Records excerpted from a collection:
────────
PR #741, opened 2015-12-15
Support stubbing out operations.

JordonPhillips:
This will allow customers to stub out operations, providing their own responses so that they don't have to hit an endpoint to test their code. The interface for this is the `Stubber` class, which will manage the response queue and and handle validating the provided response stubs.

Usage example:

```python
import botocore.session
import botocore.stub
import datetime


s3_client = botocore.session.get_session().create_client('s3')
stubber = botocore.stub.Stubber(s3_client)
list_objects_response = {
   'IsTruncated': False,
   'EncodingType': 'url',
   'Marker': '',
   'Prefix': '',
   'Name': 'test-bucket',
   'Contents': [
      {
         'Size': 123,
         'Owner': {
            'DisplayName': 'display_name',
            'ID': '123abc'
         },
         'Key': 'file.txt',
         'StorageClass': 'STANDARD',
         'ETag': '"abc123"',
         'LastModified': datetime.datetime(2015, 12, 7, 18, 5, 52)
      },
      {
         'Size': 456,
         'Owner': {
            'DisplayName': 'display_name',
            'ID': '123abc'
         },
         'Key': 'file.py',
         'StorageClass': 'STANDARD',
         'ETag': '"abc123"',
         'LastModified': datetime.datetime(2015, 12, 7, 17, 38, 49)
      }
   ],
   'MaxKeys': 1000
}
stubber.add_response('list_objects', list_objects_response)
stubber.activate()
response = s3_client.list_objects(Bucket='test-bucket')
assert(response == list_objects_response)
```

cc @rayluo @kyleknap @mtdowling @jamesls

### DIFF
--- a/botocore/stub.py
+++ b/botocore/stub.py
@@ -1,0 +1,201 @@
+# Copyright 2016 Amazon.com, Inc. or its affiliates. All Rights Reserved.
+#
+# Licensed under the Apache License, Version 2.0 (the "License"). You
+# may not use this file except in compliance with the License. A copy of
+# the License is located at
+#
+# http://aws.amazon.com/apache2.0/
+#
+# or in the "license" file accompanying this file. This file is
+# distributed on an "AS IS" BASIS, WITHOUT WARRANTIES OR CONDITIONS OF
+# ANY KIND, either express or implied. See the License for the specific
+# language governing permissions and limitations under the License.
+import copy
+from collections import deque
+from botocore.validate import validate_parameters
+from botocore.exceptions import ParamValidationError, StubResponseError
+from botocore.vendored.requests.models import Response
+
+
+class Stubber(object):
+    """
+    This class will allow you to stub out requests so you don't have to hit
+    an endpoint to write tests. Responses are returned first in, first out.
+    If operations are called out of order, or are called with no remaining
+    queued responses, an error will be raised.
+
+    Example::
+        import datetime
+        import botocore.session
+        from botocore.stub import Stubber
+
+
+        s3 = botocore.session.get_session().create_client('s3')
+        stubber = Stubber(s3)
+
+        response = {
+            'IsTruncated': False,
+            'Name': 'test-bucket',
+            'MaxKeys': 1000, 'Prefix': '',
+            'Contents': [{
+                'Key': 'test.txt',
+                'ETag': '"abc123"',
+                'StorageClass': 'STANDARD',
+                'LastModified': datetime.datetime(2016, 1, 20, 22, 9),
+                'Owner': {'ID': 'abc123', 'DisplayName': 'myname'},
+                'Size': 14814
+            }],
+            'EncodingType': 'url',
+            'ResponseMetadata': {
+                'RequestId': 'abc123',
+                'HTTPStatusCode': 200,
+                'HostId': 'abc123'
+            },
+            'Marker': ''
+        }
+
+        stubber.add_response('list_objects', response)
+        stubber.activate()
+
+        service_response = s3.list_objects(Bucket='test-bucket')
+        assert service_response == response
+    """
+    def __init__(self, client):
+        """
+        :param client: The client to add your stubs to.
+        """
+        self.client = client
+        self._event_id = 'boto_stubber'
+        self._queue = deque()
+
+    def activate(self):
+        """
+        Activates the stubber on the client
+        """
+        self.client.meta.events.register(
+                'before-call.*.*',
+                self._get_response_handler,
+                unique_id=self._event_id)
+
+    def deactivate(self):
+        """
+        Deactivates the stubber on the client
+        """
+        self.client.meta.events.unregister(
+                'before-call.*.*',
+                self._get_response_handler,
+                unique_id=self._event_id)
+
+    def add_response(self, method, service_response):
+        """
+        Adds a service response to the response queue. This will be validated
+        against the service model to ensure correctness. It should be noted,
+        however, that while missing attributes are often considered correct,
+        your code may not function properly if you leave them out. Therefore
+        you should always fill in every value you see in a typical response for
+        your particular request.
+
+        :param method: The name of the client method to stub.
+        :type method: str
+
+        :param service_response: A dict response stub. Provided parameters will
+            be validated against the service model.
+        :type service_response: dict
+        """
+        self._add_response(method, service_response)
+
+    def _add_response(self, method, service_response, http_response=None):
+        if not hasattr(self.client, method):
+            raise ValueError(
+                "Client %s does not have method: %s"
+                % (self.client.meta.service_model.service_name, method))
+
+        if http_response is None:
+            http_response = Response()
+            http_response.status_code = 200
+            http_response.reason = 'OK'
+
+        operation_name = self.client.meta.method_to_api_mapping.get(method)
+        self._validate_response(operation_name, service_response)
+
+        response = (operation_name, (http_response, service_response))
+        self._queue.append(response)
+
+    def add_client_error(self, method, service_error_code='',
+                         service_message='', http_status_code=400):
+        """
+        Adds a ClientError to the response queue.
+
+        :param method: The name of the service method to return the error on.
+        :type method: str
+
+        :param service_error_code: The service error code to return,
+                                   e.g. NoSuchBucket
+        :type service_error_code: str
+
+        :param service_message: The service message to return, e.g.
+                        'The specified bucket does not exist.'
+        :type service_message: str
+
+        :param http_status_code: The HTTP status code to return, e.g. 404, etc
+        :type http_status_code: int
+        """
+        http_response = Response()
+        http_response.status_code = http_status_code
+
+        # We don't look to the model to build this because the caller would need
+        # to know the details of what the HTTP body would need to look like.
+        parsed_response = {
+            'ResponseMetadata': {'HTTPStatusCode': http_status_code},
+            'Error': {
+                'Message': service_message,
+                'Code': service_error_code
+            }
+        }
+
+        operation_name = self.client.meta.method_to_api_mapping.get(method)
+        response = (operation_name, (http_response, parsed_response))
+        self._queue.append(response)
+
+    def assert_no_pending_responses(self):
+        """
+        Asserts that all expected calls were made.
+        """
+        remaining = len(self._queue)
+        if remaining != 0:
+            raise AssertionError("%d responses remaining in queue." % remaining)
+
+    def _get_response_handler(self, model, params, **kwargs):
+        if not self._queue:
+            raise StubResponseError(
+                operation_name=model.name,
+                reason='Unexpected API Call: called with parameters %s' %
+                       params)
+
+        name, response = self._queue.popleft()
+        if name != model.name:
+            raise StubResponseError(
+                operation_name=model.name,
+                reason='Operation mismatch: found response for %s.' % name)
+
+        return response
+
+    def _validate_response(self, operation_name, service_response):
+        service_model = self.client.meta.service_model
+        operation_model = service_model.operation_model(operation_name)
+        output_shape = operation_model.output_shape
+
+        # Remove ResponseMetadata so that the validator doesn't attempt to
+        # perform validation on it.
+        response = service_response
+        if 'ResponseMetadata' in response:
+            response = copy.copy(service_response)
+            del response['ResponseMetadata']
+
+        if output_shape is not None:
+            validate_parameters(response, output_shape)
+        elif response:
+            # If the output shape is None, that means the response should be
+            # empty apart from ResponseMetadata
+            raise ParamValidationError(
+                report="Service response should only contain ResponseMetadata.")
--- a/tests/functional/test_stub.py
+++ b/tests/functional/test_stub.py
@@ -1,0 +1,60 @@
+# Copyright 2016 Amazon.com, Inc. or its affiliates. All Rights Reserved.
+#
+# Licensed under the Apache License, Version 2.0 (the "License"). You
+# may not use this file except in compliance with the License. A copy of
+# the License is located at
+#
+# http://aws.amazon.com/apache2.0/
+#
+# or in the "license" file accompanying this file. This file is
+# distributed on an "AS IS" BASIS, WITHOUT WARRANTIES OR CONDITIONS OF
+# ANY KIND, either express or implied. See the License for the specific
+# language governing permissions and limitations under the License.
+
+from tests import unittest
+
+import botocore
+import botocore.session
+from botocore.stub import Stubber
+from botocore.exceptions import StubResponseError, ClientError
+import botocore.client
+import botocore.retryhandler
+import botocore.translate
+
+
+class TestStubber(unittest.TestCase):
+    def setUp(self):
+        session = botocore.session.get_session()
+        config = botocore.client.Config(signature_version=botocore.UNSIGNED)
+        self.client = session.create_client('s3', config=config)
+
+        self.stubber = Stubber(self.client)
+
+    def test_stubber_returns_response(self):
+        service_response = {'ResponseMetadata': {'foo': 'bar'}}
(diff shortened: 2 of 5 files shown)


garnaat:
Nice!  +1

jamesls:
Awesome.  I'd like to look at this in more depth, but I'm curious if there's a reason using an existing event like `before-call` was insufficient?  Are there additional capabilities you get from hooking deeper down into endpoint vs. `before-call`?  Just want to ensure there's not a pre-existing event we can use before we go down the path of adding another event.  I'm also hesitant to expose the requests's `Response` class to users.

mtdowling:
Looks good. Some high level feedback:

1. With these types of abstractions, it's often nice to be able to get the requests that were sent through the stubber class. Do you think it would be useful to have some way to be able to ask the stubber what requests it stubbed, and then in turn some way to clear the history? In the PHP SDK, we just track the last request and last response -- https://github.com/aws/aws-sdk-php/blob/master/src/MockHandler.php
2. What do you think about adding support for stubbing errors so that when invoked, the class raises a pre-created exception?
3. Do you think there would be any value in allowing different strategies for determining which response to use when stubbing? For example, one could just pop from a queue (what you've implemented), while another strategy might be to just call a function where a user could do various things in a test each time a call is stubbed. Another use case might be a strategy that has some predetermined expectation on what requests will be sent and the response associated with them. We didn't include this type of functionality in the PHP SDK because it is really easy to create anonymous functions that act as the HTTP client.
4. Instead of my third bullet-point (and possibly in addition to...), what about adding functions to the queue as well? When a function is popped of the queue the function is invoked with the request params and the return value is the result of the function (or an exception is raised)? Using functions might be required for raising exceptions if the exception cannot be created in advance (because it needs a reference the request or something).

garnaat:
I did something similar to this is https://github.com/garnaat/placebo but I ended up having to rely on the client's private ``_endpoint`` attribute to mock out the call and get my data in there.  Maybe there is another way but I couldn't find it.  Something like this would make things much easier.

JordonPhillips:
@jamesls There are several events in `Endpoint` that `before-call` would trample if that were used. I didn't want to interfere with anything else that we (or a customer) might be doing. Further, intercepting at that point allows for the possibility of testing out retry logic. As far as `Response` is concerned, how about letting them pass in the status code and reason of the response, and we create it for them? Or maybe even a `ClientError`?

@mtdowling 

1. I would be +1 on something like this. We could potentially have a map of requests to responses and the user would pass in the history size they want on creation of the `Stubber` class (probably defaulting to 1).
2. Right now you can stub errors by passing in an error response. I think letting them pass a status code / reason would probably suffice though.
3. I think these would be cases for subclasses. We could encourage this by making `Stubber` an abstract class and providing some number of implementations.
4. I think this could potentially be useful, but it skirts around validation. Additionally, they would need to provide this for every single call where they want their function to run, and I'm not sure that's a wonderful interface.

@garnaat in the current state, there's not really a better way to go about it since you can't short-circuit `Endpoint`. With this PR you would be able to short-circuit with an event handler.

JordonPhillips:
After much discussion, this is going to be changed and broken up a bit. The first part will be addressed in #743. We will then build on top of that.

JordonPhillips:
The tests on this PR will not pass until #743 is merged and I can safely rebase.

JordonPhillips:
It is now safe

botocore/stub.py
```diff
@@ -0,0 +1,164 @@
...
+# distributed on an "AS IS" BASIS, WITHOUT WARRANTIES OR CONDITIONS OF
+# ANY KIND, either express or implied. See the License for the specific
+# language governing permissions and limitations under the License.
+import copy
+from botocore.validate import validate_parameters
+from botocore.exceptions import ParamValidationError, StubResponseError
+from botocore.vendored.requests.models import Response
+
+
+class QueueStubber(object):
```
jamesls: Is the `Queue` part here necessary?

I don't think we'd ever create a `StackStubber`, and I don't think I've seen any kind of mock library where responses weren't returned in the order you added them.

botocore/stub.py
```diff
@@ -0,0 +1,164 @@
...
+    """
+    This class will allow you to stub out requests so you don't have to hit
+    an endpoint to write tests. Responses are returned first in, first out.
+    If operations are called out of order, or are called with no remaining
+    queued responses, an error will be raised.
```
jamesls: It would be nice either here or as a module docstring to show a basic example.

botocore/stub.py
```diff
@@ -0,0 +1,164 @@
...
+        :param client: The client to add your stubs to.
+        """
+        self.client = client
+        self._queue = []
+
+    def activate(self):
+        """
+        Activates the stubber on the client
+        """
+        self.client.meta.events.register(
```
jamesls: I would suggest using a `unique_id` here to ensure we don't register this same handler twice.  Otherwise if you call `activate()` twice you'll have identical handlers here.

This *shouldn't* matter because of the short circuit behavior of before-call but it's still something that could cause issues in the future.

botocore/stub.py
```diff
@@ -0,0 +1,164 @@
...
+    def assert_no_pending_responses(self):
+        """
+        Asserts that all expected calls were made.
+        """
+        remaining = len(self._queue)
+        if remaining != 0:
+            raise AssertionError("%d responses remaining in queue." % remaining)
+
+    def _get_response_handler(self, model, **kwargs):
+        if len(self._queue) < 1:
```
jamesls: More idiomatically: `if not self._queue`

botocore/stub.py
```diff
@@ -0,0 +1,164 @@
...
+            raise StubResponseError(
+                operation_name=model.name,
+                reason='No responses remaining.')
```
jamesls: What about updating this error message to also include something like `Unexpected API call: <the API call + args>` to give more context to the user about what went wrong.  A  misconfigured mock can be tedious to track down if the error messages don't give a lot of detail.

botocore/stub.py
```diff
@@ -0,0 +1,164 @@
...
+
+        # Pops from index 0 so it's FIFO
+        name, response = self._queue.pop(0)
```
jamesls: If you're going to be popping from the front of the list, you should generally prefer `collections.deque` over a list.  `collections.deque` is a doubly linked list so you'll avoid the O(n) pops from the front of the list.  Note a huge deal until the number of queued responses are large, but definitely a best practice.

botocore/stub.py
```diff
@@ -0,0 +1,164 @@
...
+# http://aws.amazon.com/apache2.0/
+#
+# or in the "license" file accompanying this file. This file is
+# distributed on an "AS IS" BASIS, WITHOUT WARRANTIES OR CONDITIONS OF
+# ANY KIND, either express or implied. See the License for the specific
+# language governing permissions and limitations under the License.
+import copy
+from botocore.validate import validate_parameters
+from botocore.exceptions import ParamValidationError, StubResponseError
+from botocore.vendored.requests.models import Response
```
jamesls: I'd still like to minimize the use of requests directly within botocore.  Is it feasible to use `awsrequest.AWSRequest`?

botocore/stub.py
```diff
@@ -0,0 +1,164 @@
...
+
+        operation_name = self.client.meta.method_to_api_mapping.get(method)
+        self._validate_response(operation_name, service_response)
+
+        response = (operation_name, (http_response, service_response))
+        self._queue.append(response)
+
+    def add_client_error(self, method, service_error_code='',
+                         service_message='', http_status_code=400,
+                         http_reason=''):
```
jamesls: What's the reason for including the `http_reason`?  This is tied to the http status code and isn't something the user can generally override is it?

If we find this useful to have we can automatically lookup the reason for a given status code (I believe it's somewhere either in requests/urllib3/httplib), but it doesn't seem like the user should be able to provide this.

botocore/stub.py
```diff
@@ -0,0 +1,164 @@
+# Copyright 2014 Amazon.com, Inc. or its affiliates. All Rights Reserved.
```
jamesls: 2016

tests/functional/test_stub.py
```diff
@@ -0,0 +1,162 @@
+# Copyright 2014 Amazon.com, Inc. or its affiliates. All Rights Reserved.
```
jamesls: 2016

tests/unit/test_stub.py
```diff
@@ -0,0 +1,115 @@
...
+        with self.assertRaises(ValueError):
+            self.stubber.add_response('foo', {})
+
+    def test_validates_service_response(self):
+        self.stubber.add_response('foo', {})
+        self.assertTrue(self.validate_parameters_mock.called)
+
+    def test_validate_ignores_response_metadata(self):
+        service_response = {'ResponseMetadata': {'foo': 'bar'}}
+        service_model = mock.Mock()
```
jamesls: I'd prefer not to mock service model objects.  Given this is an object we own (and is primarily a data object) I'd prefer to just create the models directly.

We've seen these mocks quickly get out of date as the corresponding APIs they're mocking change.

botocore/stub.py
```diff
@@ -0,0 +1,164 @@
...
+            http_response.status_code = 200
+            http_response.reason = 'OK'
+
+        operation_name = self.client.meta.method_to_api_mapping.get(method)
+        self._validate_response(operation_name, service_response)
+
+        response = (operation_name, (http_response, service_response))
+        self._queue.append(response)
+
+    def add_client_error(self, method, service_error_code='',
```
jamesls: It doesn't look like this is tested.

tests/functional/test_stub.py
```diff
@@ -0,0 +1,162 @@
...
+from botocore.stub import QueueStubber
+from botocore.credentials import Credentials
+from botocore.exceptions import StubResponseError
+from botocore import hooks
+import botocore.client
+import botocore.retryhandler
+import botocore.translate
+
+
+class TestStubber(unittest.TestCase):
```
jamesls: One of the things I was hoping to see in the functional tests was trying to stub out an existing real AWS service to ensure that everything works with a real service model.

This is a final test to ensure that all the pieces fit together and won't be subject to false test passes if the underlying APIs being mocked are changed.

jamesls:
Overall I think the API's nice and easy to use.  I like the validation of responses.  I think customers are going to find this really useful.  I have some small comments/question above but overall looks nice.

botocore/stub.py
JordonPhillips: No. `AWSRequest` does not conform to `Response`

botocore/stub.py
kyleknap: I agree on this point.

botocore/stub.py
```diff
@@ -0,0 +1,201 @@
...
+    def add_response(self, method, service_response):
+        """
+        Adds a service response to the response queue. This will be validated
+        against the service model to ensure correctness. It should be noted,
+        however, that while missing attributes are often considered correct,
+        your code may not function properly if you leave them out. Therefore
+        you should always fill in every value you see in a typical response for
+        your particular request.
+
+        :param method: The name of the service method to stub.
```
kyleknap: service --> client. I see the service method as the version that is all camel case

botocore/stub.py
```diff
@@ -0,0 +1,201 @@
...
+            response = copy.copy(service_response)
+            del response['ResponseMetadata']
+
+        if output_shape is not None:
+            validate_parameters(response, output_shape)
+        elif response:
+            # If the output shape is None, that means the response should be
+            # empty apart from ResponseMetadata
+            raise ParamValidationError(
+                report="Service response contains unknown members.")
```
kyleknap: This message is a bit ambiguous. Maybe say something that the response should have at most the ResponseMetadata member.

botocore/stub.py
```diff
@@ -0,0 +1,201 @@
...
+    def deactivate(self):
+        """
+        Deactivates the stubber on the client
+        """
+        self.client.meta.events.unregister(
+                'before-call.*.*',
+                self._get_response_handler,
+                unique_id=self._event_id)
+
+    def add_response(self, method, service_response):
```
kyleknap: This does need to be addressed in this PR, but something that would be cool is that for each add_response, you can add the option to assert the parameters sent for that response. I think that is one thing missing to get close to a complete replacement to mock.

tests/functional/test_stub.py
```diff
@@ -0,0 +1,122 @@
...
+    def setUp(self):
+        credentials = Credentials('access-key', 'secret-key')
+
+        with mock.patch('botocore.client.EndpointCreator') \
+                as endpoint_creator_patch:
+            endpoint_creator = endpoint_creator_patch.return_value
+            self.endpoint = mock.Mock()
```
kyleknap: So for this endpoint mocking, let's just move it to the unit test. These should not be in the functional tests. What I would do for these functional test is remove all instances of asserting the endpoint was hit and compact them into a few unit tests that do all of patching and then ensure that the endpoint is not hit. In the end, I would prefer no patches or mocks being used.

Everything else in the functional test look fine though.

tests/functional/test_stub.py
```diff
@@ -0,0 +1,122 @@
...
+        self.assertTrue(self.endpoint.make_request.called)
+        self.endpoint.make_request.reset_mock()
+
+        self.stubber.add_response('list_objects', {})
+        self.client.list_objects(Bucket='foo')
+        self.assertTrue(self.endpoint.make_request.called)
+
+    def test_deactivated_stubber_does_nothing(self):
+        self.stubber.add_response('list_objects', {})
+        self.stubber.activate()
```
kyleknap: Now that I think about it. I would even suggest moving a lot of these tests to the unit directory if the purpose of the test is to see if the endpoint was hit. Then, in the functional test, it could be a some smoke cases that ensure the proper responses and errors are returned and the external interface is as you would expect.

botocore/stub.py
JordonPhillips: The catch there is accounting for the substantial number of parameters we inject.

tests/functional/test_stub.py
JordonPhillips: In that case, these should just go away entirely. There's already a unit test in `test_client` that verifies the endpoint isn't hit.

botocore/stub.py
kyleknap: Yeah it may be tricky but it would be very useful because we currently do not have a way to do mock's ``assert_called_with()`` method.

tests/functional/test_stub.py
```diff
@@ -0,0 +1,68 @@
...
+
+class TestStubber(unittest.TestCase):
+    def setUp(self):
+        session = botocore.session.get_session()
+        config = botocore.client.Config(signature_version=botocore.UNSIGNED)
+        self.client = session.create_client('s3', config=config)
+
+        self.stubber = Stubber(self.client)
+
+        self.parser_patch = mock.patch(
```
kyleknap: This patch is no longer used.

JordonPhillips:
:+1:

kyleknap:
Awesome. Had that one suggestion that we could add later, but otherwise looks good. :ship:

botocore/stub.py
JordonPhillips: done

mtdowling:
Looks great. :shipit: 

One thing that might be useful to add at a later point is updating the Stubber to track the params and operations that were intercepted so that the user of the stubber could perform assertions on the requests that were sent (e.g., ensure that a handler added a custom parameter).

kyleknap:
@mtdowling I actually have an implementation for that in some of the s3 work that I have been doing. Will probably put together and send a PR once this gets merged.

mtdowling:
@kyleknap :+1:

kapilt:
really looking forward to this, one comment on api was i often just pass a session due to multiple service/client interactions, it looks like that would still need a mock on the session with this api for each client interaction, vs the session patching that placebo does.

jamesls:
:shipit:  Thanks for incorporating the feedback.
────────
Identify each line in the records above that contains the word "though", and copy it out in full.

#### Written response:
2. Right now you can stub errors by passing in an error response. I think letting them pass a status code / reason would probably suffice though.
Everything else in the functional test look fine though.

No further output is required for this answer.